Is Honda Moly ok to lube up the new bearings? Any other (helpful) suggestions?

Sorry about that. Fat finger hit the reply button before I typed anything.

Canadian, I just did the roller taper bearing replacement this week. I used a marine grease (boat trailer-marine equipment).

I suspect that the lower bearing, in particular is likely to be exposed to water during the course of normal operation, so a marine grease might be in order.

YMMV.

good luck and good riding!

Canadian FJR
 
Just replaced my mates steering head bearings yesterday with tapered rollers. (my third success)

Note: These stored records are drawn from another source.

PR #9631, opened 2018-08-07
Fix controller notation (single colon is deprecated)

teohhanhui:
| Q               | A
| --------------- | -----
| Branch?         | 1.2
| Bug fix?        | yes?
| New feature?    | no
| BC breaks?      | no
| Deprecations?   | no
| Related tickets | N/A
| License         | MIT

Using the single colon (`service:method`) notation for controllers has been deprecated since Symfony 4.1. See https://github.com/symfony/symfony/pull/26085

Currently we have hundreds of deprecation errors on the first page load because of this.

### DIFF
--- a/app/config/routing.yml
+++ b/app/config/routing.yml
@@ -22,7 +22,7 @@ sylius_shop_default_locale:
     path: /
     methods: [GET]
     defaults:
-        _controller: sylius.controller.shop.locale_switch:switchAction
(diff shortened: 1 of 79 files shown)


pamil:
Related to #9610, the issue is that we still need to support Symfony 3.4.

teohhanhui:
Sorry. Didn't notice that.

PR #9643, opened 2018-08-09
Symfony 4 directory structure

pamil:
| Q               | A
| --------------- | -----
| Branch?         | master
| Bug fix?        | no
| New feature?    | yes
| BC breaks?      | no
| Deprecations?   | yes 
| Related tickets | -
| License         | MIT

This PR switches Sylius to Symfony 4 directory structure. The PR introducing Symfony Flex in Sylius will follow shortly 🎉


.env.dist
```diff
@@ -0,0 +1,23 @@
...
+APP_ENV=dev
+APP_DEBUG=1
+APP_SECRET=EDITME
+###< symfony/framework-bundle ###
+
+###> doctrine/doctrine-bundle ###
+# Format described at http://docs.doctrine-project.org/projects/doctrine-dbal/en/latest/reference/configuration.html#connecting-using-a-url
+# For a sqlite database, use: "sqlite:///%kernel.project_dir%/var/data.db"
+# Set "serverVersion" to your server version to avoid edge-case exceptions and extra database calls
+DATABASE_URL=mysql://root@127.0.0.1/sylius_${APP_ENV}?serverVersion=5.5
```
teohhanhui: `serverVersion` should not be set here. See https://github.com/symfony/recipes/blob/cb6ea10b7bb60c4bd9c39ca3e92fb53e7ccce7e5/doctrine/doctrine-bundle/1.6/config/packages/doctrine.yaml#L12

teohhanhui: https://github.com/symfony/recipes/pull/258

composer.json
```diff
@@ -191,7 +185,7 @@
         "psr-4": {
             "Sylius\\Tests\\": "tests/"
         },
-        "classmap": ["app/AppKernel.php", "app/AppCache.php", "app/TestAppKernel.php"]
+        "classmap": ["src/Kernel.php"]
     },
     "config": {
         "bin-dir": "bin"
```
teohhanhui: This should be removed.

composer.json
```diff
@@ -203,9 +197,6 @@
         "symfony-web-dir": "web",
```
teohhanhui: This is wrong.

pamil: It'll be removed after adding Symfony Flex and removing SensioDistributionBundle in the next PR, I'll change it to `public` before that.

teohhanhui: But why in a separate PR?

pamil: This one is already +500 -800, the diff is getting unreadable and I want to make tests passing before proceeding further. It's `master` so there's still over one and a half month until the next release.

pamil: Nevertheless, Symfony 4 config structure and Symfony Flex are two different changes, that could go separately.

src/Sylius/Bundle/CoreBundle/Resources/config/app/config.yml
```diff
@@ -23,6 +23,9 @@ imports:
     - { resource: "@SyliusCoreBundle/Resources/config/app/state_machine.yml" }
     - { resource: "@SyliusCoreBundle/Resources/config/app/fixtures.yml" }
 
+parameters:
+    sylius_core.public_dir: "%kernel.project_dir%/web"
```
teohhanhui: This is of course wrong. But also, is it really necessary for this to be configurable?

pamil: This is introduced only to make the changes backwards compatible - so that it won't fail if you upgrade from 1.2 to 1.3. It is overwritten in `config/_sylius.yaml` to `%kernel.project_dir%/public`.

pamil: What do you mean by introducing more config files? `config/packages/_sylius.yaml` follows the Symfony 4 standard of having config files for each package. We can't remove the config files in bundles in `1.x` branch. As for configs in Sylius-Standard and PluginSkeleton and their synchronisation, this is a whole different issue to be handled and I believe doing it all at once (Symfony 4 directory structure, Symfony Flex, config files synchronisation) would result in not having anything that works (and if it does, it would probably result in some nasty BC breaks).

pamil:
Merging it for now, if there's any change needed, we can still revert it or customise before v1.3.0 release in late September.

I also bought a set in to do my new girl, however this morning received a call from a mate in Gladstone, (some 6 hrs away) to say his head bearings are stuffed.

So it looks like I'll be doing his this Australia Day holiday (Thursday), using my new set, and for him to order another set in for me.

I've nearly got the job down pac with all the gear, however tomorrow I'm going to make up a longer drift to remove the races.

I use a 4" cut off wheel to make a few slices in the race and a cold chisel, pops off.

Honda Molly is ok to use, but I used antisieze lube yesterday. It sticks like the old proverbial.

I tighten up the bearings to about 20 ft pound, they don't need too much tension and check in about 1,000 kms.

 
Honda Molly is ok to use, but I used antisieze lube yesterday. It sticks like the old proverbial.

I tighten up the bearings to about 20 ft pound, they don't need too much tension and check in about 1,000 kms.
Anti-sieze lube, Mate? Are you talking the same stuff used on things like spark plug threads and other dis-similar materials? If that's what you're using it wouldn't be very good. Anti-sieze compond is abrasive! It will wear out your bearing!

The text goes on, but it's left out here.